Here are the notes on the right of persons other than retiring directors to stand for directorship in a company, along with some MCQs and answers:
Section 160 of the Companies Act, 2013 deals with the right of persons other than retiring directors to stand for directorship in a company.
Who can stand for directorship?
A person who is not a retiring director in terms of section 152 of the Companies Act, 2013, is eligible to stand for directorship at any general meeting, subject to the following conditions:
- He/she has left a notice in writing under his/her hand signifying his/her candidature as a director or the intention of some member to propose him/her as a candidate for that office, not less than fourteen days before the meeting.
- He/she has deposited a sum of Rs. 1 lakh or such higher amount as may be prescribed.
The deposit of Rs. 1 lakh will be refunded to the person or the member who proposed him/her if he/she gets elected as a director or gets more than 25% of the total valid votes cast either on show of hands or on poll on such resolution.
Who are retiring directors?
Retiring directors are those directors whose term of office is about to expire at the next annual general meeting. They are eligible to stand for re-election at the meeting.
MCQs on the right of persons other than retiring directors to stand for directorship
- A person who is not a retiring director can stand for directorship at a general meeting only if he/she has left a notice in writing not less than:
- 7 days before the meeting.
- 10 days before the meeting.
- 14 days before the meeting.
- 21 days before the meeting.
Answer: The correct answer is (c). Section 160 of the Companies Act, 2013, requires a person who is not a retiring director to leave a notice in writing not less than 14 days before the meeting.
- The deposit of Rs. 1 lakh for standing for directorship will be refunded to the person or the member who proposed him/her if he/she:
- Gets elected as a director.
- Gets more than 50% of the total valid votes cast either on show of hands or on poll on such resolution.

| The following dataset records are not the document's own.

Issue #435, opened 2021-03-09
Null-Safety Support


raywhiteside:
I assume at some point null safety will be supported. I'd like to track the status and interest here.

fjnoyp:
Hi @raywhiteside thanks for creating this issue.  We don't have any set dates for delivering this, but are actively looking into it.  We can update you here.

cto-leaps:
I'm pretty sure a lot of people are looking to move to null-safety and not having all dependencies supporting it will be an issue soon. Do you guys have any idea of an ETA for this?

24601:
I would suggest a heavy priority be put on this. Frankly, a brand-new (as opposed to new rev with old legacy code) project/library like Amplify Flutter NOT supporting this amazes me (to the point of it almost being negligent, given null safety was no surprise, been in plan for quite some time in Flutter, almost as if AWS didn't hire or engage proper Flutter architects to plan this).

Especially considering that null-safe packages are compatible for those not using it, but you're locking out those who are or at least being the delaying dependency for those who otherwise could move (e.g. people not using null-safety could still use amplify-flutter, but people using null safety cannot use amplify-flutter).

Ashish-Nanda:
@24601 I understand your frustration, but as you can see above https://github.com/aws-amplify/amplify-flutter/issues/435#issuecomment-795408009 it is clear that we are actively working on the null safety migrations and acknowledge its importance. We cannot disclose our internal roadmap or dates, **but this is one of our top priorities at this time**. 

Also this is not a surprise for us. The project is new, but was started much before migrations of a lot of community packages began. It was planned to have the migration for all packages (we have 12) after GA, and at the same time to ensure they work together as many are interdependent. Please remember null safety migrations are still happening actively across the Dart/Flutter ecosystem with [775 packages migrating just recently](https://twitter.com/dart_lang/status/1370419316324245509?s=20), and different projects will take take time based on size, complexity, dependencies, etc. 

While we encourage feedback we request that it is constructive, respectful and adheres to our [community guidelines](https://aws.github.io/code-of-conduct). I assure you we understand the importance of the null safety migration and are actively working on it. We will update this thread as soon as we have a preview version available for customers to try.

meggamind:
@Ashish-Nanda Do you need help with this? I would like to make a PR if ya'll need help

24601:
[...]

PR #481, opened 2021-03-31
Null safety core

fjnoyp:
*Description of changes:*

Null Safety upgrade for (to min Dart 2.12): 
Core
Flutter
All Plugin Interface Packages 

*Issues*
#435 

Please note you won't be able to run a test app with these changes as the actual plugins have not been upgraded to NS in this PR. 


fjnoyp:
Please note that NS packages cannot rely on non NS packages for running unit tests. 

Furthermore, the android and ios unit tests will fail because the Pubspec dependency upgrades have not been performed on the actual plugins. 

We can only rely on unit tests once all of the sub PRs have been merged into the main null-safety-master PR.

packages/amplify_api_plugin_interface/lib/src/RestAPI/RestOptions.dart
```diff
@@ -17,22 +17,19 @@ import 'package:flutter/foundation.dart';
...
-  Map<String, String> queryParameters;
-  Map<String, String> headers;
+  Uint8List? body;
+  Map<String, String>? queryParameters;
+  Map<String, String>? headers;
 
   RestOptions({
     this.apiName,
-    @required this.path,
+    required this.path,
```
haverchuck, line 28: So in general with these changes, we are moving issues with missing parameters from runtime to compile time? Is that correct? If so, I don't think this necessarily amounts to a 'breaking' change, but there may be some developers who find their apps suddenly don't compile, right?

packages/amplify_auth_cognito/example/pubspec.yaml
```diff
@@ -7,6 +7,7 @@ publish_to: 'none' # Remove this line if you wish to publish to pub.dev
 
 environment:
   sdk: ">=2.7.0 <3.0.0"
+  flutter: ">=1.17.0 <2.0.0"
```
haverchuck, line 10: Minor nit: If we are adding this now, let's make it 1.20.0 instead of 1.17.0 in order to match our docs (for this example app, anyway).

packages/amplify_auth_plugin_interface/lib/src/Session/AuthSession.dart
```diff
@@ -16,10 +16,9 @@
 import 'package:amplify_auth_plugin_interface/amplify_auth_plugin_interface.dart';
 import 'package:flutter/foundation.dart';
 
-
 class AuthSession {
-  bool isSignedIn;
-  AuthSession({@required this.isSignedIn}) {
+  bool? isSignedIn;
+  AuthSession({this.isSignedIn}) {
```
haverchuck, line 21: Why is this becoming nullable?

packages/amplify_auth_plugin_interface/lib/src/SignIn/AuthNextSignInStep.dart
```diff
@@ -18,5 +18,5 @@ import '../types/AuthNextStep.dart';
 
 class AuthNextSignInStep extends AuthNextStep {
   String signInStep;
-  AuthNextSignInStep({additionalInfo, @required codeDeliveryDetails, @required this.signInStep}) : super(additionalInfo: additionalInfo, codeDeliveryDetails: codeDeliveryDetails);
+  AuthNextSignInStep({required additionalInfo, required codeDeliveryDetails, required this.signInStep}) : super(additionalInfo: additionalInfo, codeDeliveryDetails: codeDeliveryDetails);
```
haverchuck, line 21: Why is it necessary to make `additionalInfo` required?

packages/amplify_auth_plugin_interface/lib/src/SignUp/AuthNextSignUpStep.dart
```diff
@@ -18,5 +18,5 @@ import '../types/AuthNextStep.dart';
 
 class AuthNextSignUpStep extends AuthNextStep {
   String signUpStep;
-  AuthNextSignUpStep({additionalInfo, @required codeDeliveryDetails, @required this.signUpStep}) : super(additionalInfo: additionalInfo, codeDeliveryDetails: codeDeliveryDetails);
+  AuthNextSignUpStep({required additionalInfo, required codeDeliveryDetails, required this.signUpStep}) : super(additionalInfo: additionalInfo, codeDeliveryDetails: codeDeliveryDetails);
```
haverchuck, line 21: Necessary to make `additionalInfo` required?

packages/amplify_auth_plugin_interface/lib/src/SignUp/SignUpRequest.dart
```diff
@@ -21,14 +21,13 @@ class SignUpRequest {
...
+  SignUpRequest(
+      {required this.username, required this.password, required this.options});
   Map<String, dynamic> serializeAsMap() {
     final Map<String, dynamic> pendingRequest = <String, dynamic>{};
     pendingRequest['username'] = username;
     pendingRequest['password'] = password;
-    if (options != null) {
-      pendingRequest['options'] = options.serializeAsMap();
-    }
+    pendingRequest['options'] = options.serializeAsMap();
```
haverchuck, line 30: Nice catch removing this `if` check.

packages/amplify_datastore_plugin_interface/lib/amplify_datastore_plugin_interface.dart
```diff
@@ -25,7 +25,6 @@ import 'src/types/models/model.dart';
 import 'src/types/query/query_field.dart';
 import 'src/types/models/subscription_event.dart';
 
-export 'src/types/models/flutter_serialized_model.dart';
```
haverchuck, line 28: Why are we deleting this file?

packages/amplify_datastore_plugin_interface/lib/src/types/models/model_association.dart
```diff
@@ -20,22 +20,22 @@ enum ModelAssociationEnum { HasMany, HasOne, BelongsTo }
...
     this.associatedName,
     this.associatedType,
   });
 
   ModelAssociation copyWith({
-    String name,
-    String targetName,
-    String associatedName,
-    String associatedType,
+    ModelAssociationEnum? associationType,
```
haverchuck, line 35: Is this an existing bug being fixed here?

packages/amplify_datastore_plugin_interface/lib/src/types/models/model_field.dart
```diff
@@ -24,37 +25,37 @@ import 'model_field_type.dart';
...
 
   ModelField copyWith({
-    String name,
-    String type,
-    bool isRequired,
-    bool isArray,
-    ModelAssociation association,
-    List<AuthRule> authRules,
+    String? name,
+    ModelFieldType? type,
```
haverchuck, line 54: Preexisting bug?

packages/amplify_datastore_plugin_interface/lib/src/types/models/subscription_event.dart
```diff
@@ -24,20 +24,19 @@ class SubscriptionEvent<T extends Model> {
   final ModelType<T> modelType;
   final EventType eventType;
 
-  const SubscriptionEvent({this.item, this.modelType, this.eventType});
+  const SubscriptionEvent(
+      {required this.item, required this.modelType, required this.eventType});
```
haverchuck, line 28: Is this also a pre-existing bug? If not, why are we switching these three params from optional to required?

packages/amplify_datastore_plugin_interface/lib/src/types/query/query_sort.dart
```diff
@@ -30,7 +30,7 @@ class QuerySortBy {
   final QuerySortOrder order;
   final String field;
 
-  const QuerySortBy({this.order, this.field});
+  const QuerySortBy({required this.order, required this.field});
```
haverchuck, line 33: Why are we going from optiona -> required?

packages/amplify_flutter/lib/amplify.dart
```diff
@@ -37,13 +37,12 @@ export 'package:amplify_core/types/index.dart';
...
 
 /// Top level singleton Amplify object.
-final AmplifyClass Amplify = new AmplifyClass._private();
+final AmplifyClass Amplify = new AmplifyClass();
 
 /// This is a private class and customers are not expected to
 /// instantiate an object of this class. Please use top level
 /// `Amplify` singleton object for making calls to methods of this class.
 class AmplifyClass extends PlatformInterface {
-  AmplifyClass._private();
```
haverchuck, line 46: What is the reason for this change?

haverchuck (commented):
Has this been definitetively tested on Flutter 1.20.0 -> ^2.0.0?

packages/amplify_analytics_plugin_interface/pubspec.yaml
```diff
@@ -4,7 +4,7 @@ version: 0.1.1
 homepage: https://github.com/aws-amplify/amplify-flutter/tree/master/packages/amplify_analytics_plugin_interface
 
 environment:
-  sdk: ">=2.7.0 <3.0.0"
+  sdk: '>=2.12.0 <3.0.0'
```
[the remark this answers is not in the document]
fjnoyp: This changes the minimum Dart SDK version from 2.7.0 t0 2.12.0. This is necessary to update to Null Safety

packages/amplify_flutter/lib/amplify.dart
fjnoyp: That line causes a compile issue because PlatformInterface doesn't have an equivalent parameterless constructor.

packages/amplify_analytics_plugin_interface/lib/amplify_analytics_plugin_interface.dart
```diff
@@ -25,13 +25,13 @@ export 'src/types.dart';
 
 abstract class AnalyticsPluginInterface extends AmplifyPluginInterface {
   /// Constructs a AmplifyPlatform.
-  AnalyticsPluginInterface({@required Object token}) : super(token: token);
+  AnalyticsPluginInterface({required Object token}) : super(token: token);
```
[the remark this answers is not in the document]
fjnoyp: Good call, yes that import is not necessary anymore.  Removed it from the files.

packages/amplify_api_plugin_interface/lib/src/RestAPI/RestOptions.dart
fjnoyp: Yes that's correct.

packages/amplify_auth_cognito/example/pubspec.yaml
fjnoyp: hmm that line shouldn't be necessary.  I think it would be better if I just removed it - what do you think?

My changes should primarily be about the dart SDK version moving from >=2.7.0 to >=2.12.0

packages/amplify_auth_plugin_interface/lib/src/Session/AuthSession.dart
fjnoyp: Good question ... it shouldn't be.  However when I looked for usages of this class I don't see it anywhere - is this in use still?

packages/amplify_auth_plugin_interface/lib/src/SignIn/AuthNextSignInStep.dart
fjnoyp: You're right it's not required as AuthNextStep provides a default value.

packages/amplify_auth_plugin_interface/lib/src/SignUp/AuthNextSignUpStep.dart
fjnoyp: You're right it's not required as AuthNextStep provides a default value. Made it optional.

packages/amplify_datastore_plugin_interface/lib/amplify_datastore_plugin_interface.dart
fjnoyp: We don't use that file

packages/amplify_datastore_plugin_interface/lib/src/types/models/model_association.dart
fjnoyp: What are you referring to here?  The types you be nullable: 

  ModelAssociation copyWith({
    ModelAssociationEnum? associationType,
    String? targetName,
    String? associatedName,
    String? associatedType,
  }) {

packages/amplify_datastore_plugin_interface/lib/src/types/models/model_field.dart
fjnoyp: Yes this is a fix for a bug!

packages/amplify_datastore_plugin_interface/lib/src/types/models/subscription_event.dart
fjnoyp: Based on how this class was used it appeared that the fields were necessary. 

Looking at the usage of that constructor you can see only the fromMap constructor calls it and passes all fields. 

`  const SubscriptionEvent(
      {required this.item, required this.modelType, required this.eventType});

  factory SubscriptionEvent.fromMap(
      Map<dynamic, dynamic> map, ModelType<T> modelType) {
    Map<String, dynamic> serializedItem =
        Map<String, dynamic>.from(map["item"]);

    return SubscriptionEvent(
        item: modelType.fromJson(
            Map<String, dynamic>.from(serializedItem["serializedData"])),
        eventType: EventType.values
            .firstWhere((e) => describeEnum(e) == map["eventType"] as String?),
        modelType: modelType);
  }
}
`

packages/amplify_datastore_plugin_interface/lib/src/types/query/query_sort.dart
fjnoyp: Same as the above reason, all usages of this constructor method pass the fields: 

```
  // Sorting (Discussed later in this doc)
  QuerySortBy ascending() {
    return new QuerySortBy(field: fieldName, order: QuerySortOrder.ascending);
  }

  QuerySortBy descending() {
    return new QuerySortBy(field: fieldName, order: QuerySortOrder.descending);
  }
```

packages/amplify_auth_plugin_interface/lib/src/Session/AuthSession.dart
haverchuck: I believe it is.

packages/amplify_datastore_plugin_interface/lib/src/types/query/query_sort.dart
haverchuck: This won't break any customers?

packages/amplify_flutter/lib/amplify.dart
haverchuck: @Amplifiyer  what do you think of this?

packages/amplify_api_plugin_interface/lib/src/RestAPI/RestOptions.dart
haverchuck: We should discuss this as a team.

packages/amplify_flutter/lib/amplify.dart
Amplifiyer: I'm not sure why it is causing the compile issue since we are not calling super's constructor. a named `_` constructor help us to keep this a singleton and only initialized by us. Making this constructor public will open a huge can of worms.

packages/amplify_api_plugin_interface/lib/src/RestAPI/RestOptions.dart
fjnoyp: Confirmed with @Ashish-Nanda that we'll be doing a major version bump for this Null Safety work.

packages/amplify_auth_plugin_interface/lib/src/Session/AuthSession.dart
fjnoyp: Sounds good, switched to required

packages/amplify_datastore_plugin_interface/lib/src/types/query/query_sort.dart
fjnoyp: It will cause compile errors for customers not passing those fields.  However, aren't these fields require in the native side as well.  For example here are the constructors for Android: 

```
    public QuerySortBy(@NonNull String field, @NonNull QuerySortOrder sortOrder) {
        this(null, field, sortOrder);
    }

    /**
     * Constructor for {@code QuerySortBy}.
     *
     * @param modelName name of the model being sorted.
     * @param field name of field to sort by.
     * @param sortOrder order to sort by, either ASCENDING or DESCENDING.
     */
    public QuerySortBy(@Nullable String modelName, @NonNull String field, @NonNull QuerySortOrder sortOrder) {
        this.modelName = modelName;
        this.field = Objects.requireNonNull(field);
        this.sortOrder = Objects.requireNonNull(sortOrder);
    }
```

packages/amplify_flutter/lib/amplify.dart
fjnoyp: This is the compile error we get if the AmplifyClass._private(); constructor is present: 

> The superclass 'PlatformInterface' doesn't have a zero argument constructor.

I did not add a public constructor.  In the existing code we have a constructor: 

`  AmplifyClass() : super(token: _token);
`

That was added on 1/5/21 in the PR refactor amplify_core to amplify_flutter

Amplifiyer: I see that's just left over from a previous implementation (since the constructor is all tucked in the middle). You can still use the same thing with private constructor and pass an argument to super. 

```dart
class A {
  int superParameter;
  A(int p) {
    this.superParameter = p;
  }
  void printVal() {
    print(superParameter);
  }
}

class B extends A {
  B._private(): super(1);
}

var b = B._private();

void main() {
    b.printVal();
}
```

fjnoyp: Alright switched to private constructor

final AmplifyClass Amplify = new AmplifyClass._private();

AmplifyClass._private() : super(token: _token);

packages/amplify_api_plugin_interface/lib/src/GraphQL/GraphQLOperation.dart
```diff
@@ -13,14 +13,13 @@
  * permissions and limitations under the License.
  */
 
-import 'package:flutter/foundation.dart';
 import '../types.dart';
 
 class GraphQLOperation<T> {
-  Function _cancel;
+  late Function _cancel;
```
Amplifiyer, line 19: Is the usage of late correct here since it's being initialized in one and only constructor? I guess it's not really a lazy initialized var?

packages/amplify_api_plugin_interface/lib/src/GraphQL/GraphQLResponse.dart
```diff
@@ -13,12 +13,11 @@
  * permissions and limitations under the License.
  */
 
-import 'package:flutter/foundation.dart';
 import '../types.dart';
 
 class GraphQLResponse<T> {
   T data;
-  List<GraphQLResponseError> errors = [];
+  List<GraphQLResponseError>? errors = [];
```
Amplifiyer, line 20: Is this accurate? Didn't we already initialize it to be non-null. Are we saying that the caller can initialize it to null and that's expected?

packages/amplify_auth_plugin_interface/lib/src/Password/ResetPasswordRequest.dart
```diff
@@ -27,7 +27,7 @@ class ResetPasswordRequest {
       pendingRequest['username'] = username;
     }
     if (options != null) {
-      pendingRequest['options'] = options.serializeAsMap();
+      pendingRequest['options'] = options!.serializeAsMap();
     }
```
Amplifiyer, line 31: Not necessary I guess? You would have gotten a warning from dart analyzer https://dart.dev/null-safety/understanding-null-safety#unnecessary-code-warnings

You can run the dart analysis and remove similar code.

packages/amplify_auth_plugin_interface/lib/src/Password/ResetPasswordStep.dart
```diff
@@ -13,10 +13,10 @@
...
  */
 
-import 'package:flutter/foundation.dart';
+
 import '../types/AuthNextStep.dart';
 
 class ResetPasswordStep extends AuthNextStep {
   String updateStep;
-  ResetPasswordStep({additionalInfo, @required codeDeliveryDetails, @required this.updateStep}) : super(additionalInfo: additionalInfo, codeDeliveryDetails: codeDeliveryDetails);
+  ResetPasswordStep({required additionalInfo, required codeDeliveryDetails, required this.updateStep}) : super(additionalInfo: additionalInfo, codeDeliveryDetails: codeDeliveryDetails);
```
Amplifiyer, line 21: Is this intended? `additionalInfo` was not required earlier?

packages/amplify_auth_plugin_interface/lib/src/Password/UpdatePasswordRequest.dart
```diff
@@ -13,21 +13,21 @@
...
-  UpdatePasswordRequest({@required this.newPassword, @required this.oldPassword, this.options});
+  UpdatePasswordRequest({required this.newPassword, required this.oldPassword, this.options});
   Map<String, dynamic> serializeAsMap() {
     final Map<String, dynamic> pendingRequest = <String, dynamic>{};
     pendingRequest['newPassword'] = newPassword;
     pendingRequest['oldPassword'] = oldPassword;
     if (options != null) {
-      pendingRequest['options'] = options.serializeAsMap();
+      pendingRequest['options'] = options!.serializeAsMap();
     }
```
Amplifiyer, line 31: Same, if options is guaranteed to be non-null, `!` shouldn't be required.

packages/amplify_auth_plugin_interface/lib/src/Session/AuthUser.dart
```diff
@@ -13,11 +13,11 @@
  * permissions and limitations under the License.
  */
 
-import 'package:flutter/foundation.dart';
+
```
Amplifiyer, line 18: too many new lines.

packages/amplify_auth_plugin_interface/lib/src/SignIn/SignInWithWebUIRequest.dart
```diff
@@ -18,12 +18,12 @@ import 'package:flutter/foundation.dart';
...
 class SignInWithWebUIRequest {
-  AuthProvider provider;
+  AuthProvider? provider;
   SignInWithWebUIRequest({this.provider});
   Map<String, dynamic> serializeAsMap() {
     final Map<String, dynamic> pendingRequest = <String, dynamic>{};
     if (this.provider != null) {
-      pendingRequest["authProvider"] = describeEnum(provider);
+      pendingRequest["authProvider"] = describeEnum(provider!);
     }
```
Amplifiyer, line 27: what is the right usage here `this.provider` or `provider`. We should stick to the one type of usage.

packages/amplify_auth_plugin_interface/lib/src/SignUp/ResendSignUpCodeRequest.dart
```diff
@@ -13,14 +13,12 @@
...
 
-import 'package:flutter/foundation.dart';
 
-import './SignUpOptions.dart';
 
 class ResendSignUpCodeRequest {
   String username;
 
-  ResendSignUpCodeRequest({@required this.username,});
+  ResendSignUpCodeRequest({required this.username,});
```
Amplifiyer, line 21: probably don't need a `,` in the end. I know not your code but just a good cleanup

packages/amplify_auth_plugin_interface/lib/src/types/AuthNextStep.dart
```diff
@@ -17,9 +17,9 @@ import 'package:flutter/foundation.dart';
 import 'AuthCodeDeliveryDetails.dart';
 
 class AuthNextStep {
-  Map<dynamic, dynamic> additionalInfo;
-  AuthCodeDeliveryDetails codeDeliveryDetails;
-  AuthNextStep({@required codeDeliveryDetails, additionalInfo = const {}}) {
+  late Map<dynamic, dynamic> additionalInfo;
+  late AuthCodeDeliveryDetails codeDeliveryDetails;
```
Amplifiyer, line 21: Some context on why late is required here will be helpful.

packages/amplify_datastore_plugin_interface/lib/src/types/models/model_field.dart
```diff
@@ -69,18 +69,16 @@ class ModelField {
   Map<String, dynamic> toMap() {
     Map<String, dynamic> map = {
       'name': name,
-      'type': type.toMap(),
+      'type': type!.toMap(),
```
Amplifiyer, line 72: Shouldn't type be declared `required` since it's required 100% of the time?

packages/amplify_datastore_plugin_interface/lib/src/types/models/model_field_definition.dart
```diff
@@ -101,18 +100,18 @@ class ModelFieldDefinition {
...
-    String associatedName;
-    String associatedType;
+    String? associatedName;
+    String? associatedType;
 
     associatedName = associatedKey?.fieldName;
     associatedType = associatedKey?.fieldType != null
-        ? associatedKey.fieldType.ofModelName
+        ? associatedKey!.fieldType!.ofModelName
         : ofModelName;
```
Amplifiyer, line 115: Not sure if we can do the following, but would be cool if we can.

```dart
associatedType = associatedKey?.fieldType?.ofModelName ?? ofModelName;
```

packages/amplify_datastore_plugin_interface/lib/src/types/models/model_schema_definition.dart
```diff
@@ -19,16 +19,12 @@ import 'model_field_definition.dart';
 import 'model_schema.dart';
 
 class ModelSchemaDefinition {
-  String name;
-  String pluralName;
-  List<AuthRule> authRules;
-  Map<String, ModelField> fields;
+  String? name;
```
Amplifiyer, line 22: name is probably required?

packages/amplify_datastore_plugin_interface/lib/src/types/temporal/temporal.dart
```diff
@@ -39,7 +39,7 @@ class Temporal {
         caseSensitive: false,
         multiLine: false);
 
-    var match = regExp.matchAsPrefix(offsetString);
+    var match = regExp.matchAsPrefix(offsetString)!;
```
Amplifiyer, line 42: I feel this is an "escape hatch" or a work around using null safety. Null safety very correctly told us that the value here is nullable and your code expects a non-nullable and we are forcing (or overridding) the null safety here.

In general, I think we should avoid use of force un-wrapping (i.e. `!` operator) as much as we can and fail gracefully when we detect a null.

packages/amplify_datastore_plugin_interface/test/testData/Blog.dart
```diff
@@ -13,18 +13,19 @@
...
+import 'ModelProvider.dart';
+
 /** This is an auto generated class representing the Blog type in your schema. */
 @immutable
 class Blog extends Model {
   static const classType = const BlogType();
   final String id;
   final String name;
-  final List<Post> posts;
+  final List<Post>? posts;
```
Amplifiyer, line 28: Does it mean we need codegen changes?

packages/amplify_datastore_plugin_interface/test/testData/Comment.dart
```diff
@@ -70,7 +70,7 @@ class Comment extends Model {
     return buffer.toString();
   }
 
-  Comment copyWith({@required String id, Post post, @required String content}) {
+  Comment copyWith({required String id, Post? post, required String content}) {
```
Amplifiyer, line 73: copyWith probably won't need `required`

packages/amplify_api_plugin_interface/lib/src/GraphQL/GraphQLOperation.dart
fjnoyp: Thanks great point, updated the method: 

GraphQLOperation({required this.response, required Function cancel})
      : _cancel = cancel;

packages/amplify_api_plugin_interface/lib/src/GraphQL/GraphQLResponse.dart
fjnoyp: Good point.  I think this should be switched to just nullable and no initialization.

@Ashish-Nanda perhaps you can provide some insight here on how this class is used.  Based on the usage I see, it appears this field can be nullable and doesn't need the blank list [] initialization?

packages/amplify_auth_plugin_interface/lib/src/Password/ResetPasswordRequest.dart
fjnoyp: Hmm I do not get warnings from the dart analyzer. 

Why would this be unnecessary? 

As options is a nullable type we need to make sure it's not null before getting its value.  If we just called options!.serializeAsMap() if options was null the program would crash.

packages/amplify_auth_plugin_interface/lib/src/Password/ResetPasswordStep.dart
fjnoyp: You're right it shouldn't need to be required especially because AuthNextStep superclass has a default value for additionalInfo. 

@haverchuck can you verify?

packages/amplify_auth_plugin_interface/lib/src/Password/UpdatePasswordRequest.dart
fjnoyp: options is not guaranteed to be non null.  options is a nullable type.

packages/amplify_auth_plugin_interface/lib/src/SignIn/SignInWithWebUIRequest.dart
fjnoyp: Either way is fine.  "this" is added to make it more explicit that we are using an instance variable vs. some local or method parameter variable.  

We have no set standard for this throughout all of our plugins.  If we want to stick to one type of usage we should probably come together as a team and decide on a common path forward before making the change to all of our plugins.

packages/amplify_auth_plugin_interface/lib/src/SignUp/ResendSignUpCodeRequest.dart
fjnoyp: Sounds good

packages/amplify_auth_plugin_interface/lib/src/types/AuthNextStep.dart
fjnoyp: Do you think it's necessary to add comments to the dart file to explain?  I'll write the explanation here for now.  If a type is non nullable, then the compiler is checking to see that it is initialized somewhere in the constructor or variable declaration, if it can't find that it will throw an error until late keyword is added. 

1) Even though we have a default value of const {} for additionalInfo, that does not satisfy the compiler.  If you remove the late modifier, the compiler will complain that the field isn't initialized.  

2) codeDeliveryDetails is only initialized within the constructor method and not within the constructor parameters or when it was declared.

packages/amplify_datastore_plugin_interface/lib/src/types/models/model_field.dart
fjnoyp: thanks updated it.  Change name, type, isRequired, and isArray to be non nullable.

packages/amplify_datastore_plugin_interface/lib/src/types/models/model_field_definition.dart
fjnoyp: that works!  added that in

packages/amplify_datastore_plugin_interface/lib/src/types/models/model_schema_definition.dart
fjnoyp: yes it is, updated that thanks

packages/amplify_datastore_plugin_interface/lib/src/types/temporal/temporal.dart
fjnoyp: Alright that makes sense, added a graceful case to return a blank duration if no match was found.  However, isn't the ! operator necessary when making any access on a nullable field? 

How would you write this code without using the ! operator? 

image

packages/amplify_datastore_plugin_interface/test/testData/Comment.dart
fjnoyp: thanks.  Let's ignore the dart datastore codegen models for now.  There is a bit more complexity going on there that we can address in a future meeting (scheduled for next Monday) and eventually within the dedicated Datastore NS PR.

packages/amplify_datastore_plugin_interface/lib/src/types/temporal/temporal.dart
fjnoyp: Do you think it would be better if we called match?.group everwhere we could?  And just propagated the nullable type as far down as possible?

packages/amplify_auth_plugin_interface/lib/src/Password/ResetPasswordRequest.dart
Amplifiyer: I'm talking about the `!` being unnecessary since we already established  on line 29 that options is non-nullable so force unwrapping shouldn't be required

packages/amplify_datastore_plugin_interface/lib/src/types/temporal/temporal.dart
Amplifiyer: hmm I think this is one of those places where the language (compiler) is not "smart enough" to know that the var is guaranteed to be non-nullable and so force unwrap is fine. 

But for cases like below

```diff
   static AmplifyException fromMap(Map<String, String> serializedException) {
-    return AmplifyException(serializedException["message"],
+    return AmplifyException(serializedException["message"]!,
```

We know that the `serializedException["message"]` should be non-null, and so we should check and throw an exception if it is and in the else use it without the force unwrap (like swift `guard`)

packages/amplify_auth_plugin_interface/lib/src/Password/ResetPasswordRequest.dart
fjnoyp: Unfortunately the compiler isn't smart enough.  Removing the ! will result in an error as it thinks options can still be null.

packages/amplify_datastore_plugin_interface/lib/src/types/query/query_sort.dart
haverchuck: Hmm ok, as long as this is the case for both native libraries (and we mark this as breaking change - we should specifically call out all breaking changes in the change log and possibly in a pinned issue).

packages/amplify_datastore_plugin_interface/lib/src/types/temporal/temporal.dart
fjnoyp: Sounds good updated that example and combed through the code looking for similar changes to make.

packages/amplify_auth_plugin_interface/lib/src/Password/ResetPasswordStep.dart
haverchuck: Correct.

- Gets more than 25% of the total valid votes cast either on show of hands or on poll on such resolution.
- Gets elected as a director and also gets more than 25% of the total valid votes cast either on show of hands or on poll on such resolution.
Answer: The correct answer is (d). Section 160 of the Companies Act, 2013, states that the deposit of Rs. 1 lakh will be refunded to the person or the member who proposed him/her if he/she gets elected as a director or gets more than 25% of the total valid votes cast either on show of hands or on poll on such resolution.
- A company is not required to follow the requirement of depositing Rs. 1 lakh for standing for directorship in the case of:
- An independent director.
- A director recommended by the Nomination and Remuneration Committee.
- A director recommended by the Board of Directors.
- All of the above.
Answer: The correct answer is (d). Section 160 of the Companies Act, 2013, states that the requirement of depositing Rs. 1 lakh for standing for directorship does not apply in the case of an independent director, a director recommended by the Nomination and Remuneration Committee, or a director recommended by the Board of Directors.